Um parêntesis para sempre mostra a maturidade dessa poesia. A edição da Mondrongo é cuidada, com capa e ilustrações de Lia Testa. O coração entre parêntesis, logo na capa, aproxima o corpo da escrita. Há uma atenção ao livro como objeto, ao encontro entre imagem, palavra e espaço da página. A apresentação gráfica acompanha uma voz que sabe de onde vem e se permite ir longe.
Em “Primeira epifania”, reconheço aquela criança que o adulto guardou. Um copo vazio basta para conter o mar; uma televisão fora do ar permite inventar. Depois, um coice de cavalo atira o adolescente pelo Cosmo. A lembrança tem humor, exagero e a liberdade de quem ainda pode transformar o que viveu. O desejo completa essa descoberta, fazendo do corpo um lugar onde tudo se ilumina.
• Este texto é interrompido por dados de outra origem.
PR #226, opened 2019-05-20
fix: add font-family to everything

### LINKED ISSUE #208: Button not using theme font
The font applied is `system-ui` from the browser's default stylesheet.
The font should be taken from the theme instead.

varl:
Fixes #208.

### DIFF
--- a/.storybook/reset-decorator.js
+++ b/.storybook/reset-decorator.js
@@ -1,0 +1,12 @@
+import React from 'react'
+
+import { CssReset } from '../src'
+
+const CssResetWrapper = fn => (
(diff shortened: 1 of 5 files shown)


.storybook/reset-decorator.js
```diff
@@ -0,0 +1,12 @@
+import React from 'react'
+
+import { CssReset } from '../src'
+
+const CssResetWrapper = fn => (
+    <div style={{ margin: '10px' }}>
```
Mohammer5: It's completely irrelevant, but you could just write `margin: 10`, instead of `margin: '10px'`. For the lazy people ;) No need to change anything here!

PR #385, opened 2018-05-29
Fix typo in 'saving' string

jacklul:
Follow up from email.
Will be keeping an eye for more typos and untranslated strings when I have time


tibbi:
alright, thanks

PR #386, opened 2018-05-30
PL translation update [2018.05.30]

gregory678:
- I cannot see "Foreground color" option nowhere in apps settings (I checked in some of them, maybe it is in apps I didn't check?);
- I think FAQ #3 and #5 are duplicates.


tibbi:
ye I thought I will be using "Foreground color" but I didnt. Even though it isnt used anywhere Ill keep it there for the future. The difference between 3 and 5 is that one answer is for apps where Recycle bin will be available, one where it wont be. I could reuse the same question, but for consistency i split them too.

PR #389, opened 2018-06-04
Update strings.xml

spkprs:
Updated whole file, please can you build a apk with my lang for test?


tibbi:
you changed the whole file structure.. Please keep the same string grouping and order, also use 4 spaces instead of 2. Thanks

PR #435, opened 2018-07-06
Update strings.xml

Solatec:


tibbi:
@Solatec update multiple strings in a single pull request please, dont create a separate one for every string. Thanks

PR #438, opened 2018-07-09
Translation update

bellingeri:


tibbi:
I just accepted an earlier pull request about the italian translation so this one has conflicts, please check if there is still something that needs to be updated. Thanks

PR #454, opened 2018-07-20
hope this is ok

TacoTheDank:
just updated a few things

even if this isnt merged, i do think kapt may need to go before annotationProcessor


tibbi:
I dont want to change such things blindly, they will break the build in some cases. Ill update when the times comes. Thanks though

TacoTheDank:
yeah sorry... i do think kapt may have to go before annotationProcessor tho, cause otherwise i think the build fails, ive had that happen before

PR #476, opened 2018-08-20
Update strings.xml

MartinGSch:
Minor change in label for sorting, three dots are a good indication that a selection window will follow the selection. Added here for consistency with German label for Simple Gallery.


tibbi:
those dots are used as dialog titles too and no language has them, so I dont want them anywhere. I removed them from the gallery too.

PR #477, opened 2018-08-22
Update strings.xml

MartinGSch:
Minor language improvements, mainly punctuation

### DIFF
--- a/commons/src/main/res/values-de/strings.xml
+++ b/commons/src/main/res/values-de/strings.xml
@@ -2,14 +2,14 @@
     <string name="ok">OK</string>
     <string name="cancel">Abbrechen</string>
     <string name="save_as">Speichern unter</string>
-    <string name="file_saved">Datei erfolgreich gespeichert</string>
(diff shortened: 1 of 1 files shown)


tibbi:
there should be no punctuation and no apps have it, so lets be consistent about it. Thanks

MartinGSch:
It would be good to reconsider this... I have inserted punctuation only where it is appropriate for proper German language, i.e. at the end of complete sentences as they appear e.g. in pop up messages. That's where they are needed otherwise it just looks faulty. No dots at the end in many other items like labels, that's clear. 
I love to be consistent too, in my view these changes were just the start to make it consistently also across the other apps ;-).
If you want to go for high quality user experience and user interface I can only recommend to add dots where appropriate. At least for German where I can recommend this as a native speaker, and after cross checking official recommendations for correct and good quality language, when to leave out the dots at the end.

tibbi:
toast messages usually dont have dots, so I dont want to have them either

PR #482, opened 2018-09-12
Update strings.xml

spkprs:
Label


tibbi:
the strings are ok, no change is needed. Thanks

PR #495, opened 2018-10-02
delete_warning

10cents:
In this case I suggest not to change the string. It does not look so good if the variable will be replaced by a number, and I do not know which version of the Danish 'one' will be used if it is replaced by a word. Actually I now regret I didn't suggest the same for <item quantity="one">Moving %d item into the Recycle Bin</item>, 'Flytter en fil til papirkurven'

### DIFF
--- a/commons/src/main/res/values-da/strings.xml
+++ b/commons/src/main/res/values-da/strings.xml
@@ -232,7 +232,7 @@
     <string name="no">Nej</string>
 
     <plurals name="delete_warning">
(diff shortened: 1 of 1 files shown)


tibbi:
It is for consistency, and Android studio gives warnings that a variable should always be used. But if it complicates the translation in your case, feel free removing the variable at the Bin string too. Thanks

10cents:
Well, I will change it then, it gives a more elegant translation.

PR #222, opened 2015-02-13
add error and success Flash in default layout

cake17:
As we have elements `error` and `success`, maybe we can add them in the default layout ?


ADmad:
The first param of FlashHelper::render() is the session key not element name. Irrespective of the error type and element use by default the `flash` key will be used.

ADmad:
I added comment on your plugin's issue.

PR #225, opened 2015-03-03
Add description to non-debug home exception

bravo-kernel:
Simply not displaying the home page when `debug` is turned off seems counter intuitive (to new users). 

Today, a user was (exactly like me some time ago) investigating routes and stuff after disabling debug and getting a blank page. 

I understand the reason behind protecting users from going live with a "forgotten" home page but think new users should be protected from confusion by either:

- pointed to the cause using some sort of message in the Exception
- removing the condition alltogether (and expect users going live to be well educated enough to disable/remove home if unneeded)

### DIFF
--- a/src/Template/Pages/home.ctp
+++ b/src/Template/Pages/home.ctp
@@ -20,10 +20,6 @@ use Cake\Network\Exception\NotFoundException;
 
 $this->layout = false;
 
-if (!Configure::read('debug')):
-    throw new NotFoundException();
-endif;
-
 $cakeDescription = 'CakePHP: the rapid development php framework';
 ?>
 <!DOCTYPE html>


ceeram:
The default home.ctp traffic lights page is not meant to be used in production, perhaps instead add a message to exception, like with the old test.php file:

```
 throw new NotFoundException('Debug setting does not allow access to this url.');
```

AD7six:
I definitely do not want this page potentially-accessible on all production sites.

> and getting a blank page.

A blank page? it should be a standard 4oh4:

screen shot 2015-03-03 at 13 17 20

> removing the condition alltogether (and expect users going live to be well educated enough to disable/remove home if unneeded)

I think it'd be irresponsible to make accessible a page advertising information about the install - as such :-1: to the PR in it's current form (and to any change which modifies the publicly accessible response for that view file).

bravo-kernel:
Great, that option had my preference as well. It would be nice if the message could be a bit more descriptive towards the cause like:

    Debug setting in home.ctp does not allow access to this url.

bravo-kernel:
@AD7six you are correct, it should have said 404 and.. glad to see you're not in favor of dropping it altogether as well. If the text I suggested is acceptable I will update the PR.

ADmad:
There is no need for any change. The change you suggest provides internal info about the app to the end user.

bravo-kernel:
The fingerprint argument is valid but displaying a message seems like a valid compromise to aid new users. I'm not sure about real life but IMO live apps should not even be having home.ctp anymore or at least have it altered.

ADmad:
> I'm not sure about real life but IMO live apps should not even be having home.ctp anymore or at least have it altered

Exactly. But in case some does that mistake, the particular check shows an error page without divulging any internal info.

markstory:
I am :-1: on this for the reasons listed above.

bravo-kernel:
Points taken and all valid but... not giving up yet.

Would adding a notice about home not displaying in non-debug mode here be an option?

cake-comment

AD7six:
@bravo-kernel If that's helpful to new users - I don't object to it.

bravo-kernel:
I really do think so, it's the first point of contact and probably what most new users start playing around with. 

If no one objects... can this PR be re-opened so I can revert and apply or should I create a new one?

ADmad:
@bravo-kernel Creating a new one will be easier.

PR #226, opened 2015-03-15
Use `psysh` for `cake console` instead of `boris`

antograssiot:
so even windows users can enjoy this feature without using a VM.
http://psysh.org/

### DIFF
--- a/composer.json
+++ b/composer.json
@@ -12,7 +12,7 @@
         "cakephp/plugin-installer": "*"
     },
     "require-dev": {
-        "d11wtq/boris": "1.0.*",
+        "psy/psysh": "@stable",
         "cakephp/debug_kit": "3.0.*-dev",
         "cakephp/bake": "dev-master"
     },
--- a/src/Shell/ConsoleShell.php
+++ b/src/Shell/ConsoleShell.php
@@ -32,7 +32,6 @@ class ConsoleShell extends Shell
      */
     public function main()
     {
-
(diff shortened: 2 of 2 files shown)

É uma poesia feita no Nordeste e capaz de chegar muito longe dele. O cavalo, a infância e a paisagem dão matéria a experiências que qualquer leitor pode reconhecer: crescer, desejar, sentir medo, descobrir que o mundo excede aquilo que conseguimos explicar. A universalidade nasce dessa precisão. Quanto mais o poeta se aproxima da sua terra e das suas memórias, mais possibilidades abre à memória dos outros.
A maturidade interessa-me sobretudo por isso: José Inácio conserva o poder de brincar e trabalha a linguagem para nos fazer participar. Quando escreve que “qualquer vivente se constela”, o exagero do episódio encontra uma palavra exata. O adulto conhece o ofício; a criança continua a querer experimentar. Reconheço nessa convivência uma parte da sua força como poeta.
Gostaria de ver esta poesia nos grandes escaparates do Brasil e do mundo, com uma presença à altura da sua força. José Inácio já tem leitores, traduções e reconhecimento; merece uma circulação mais ampla. Este livro oferece uma boa ocasião para o descobrir. O vaqueiro traz consigo o Nordeste, e dentro dele cabe uma humanidade inteira. Cabe também o menino que ainda se espanta com o tamanho do mar.
Um parêntesis para sempre — José Inácio Vieira de Melo • Mondrongo • 130 páginas.
Nota de entrega: 2.337 caracteres com espaços no corpo, sem quebras de parágrafo. Título, ficha e notas fora da contagem.
MELO, José Inácio Vieira de. Um parêntesis para sempre. Ilhéus: Mondrongo, 2026. 130 p.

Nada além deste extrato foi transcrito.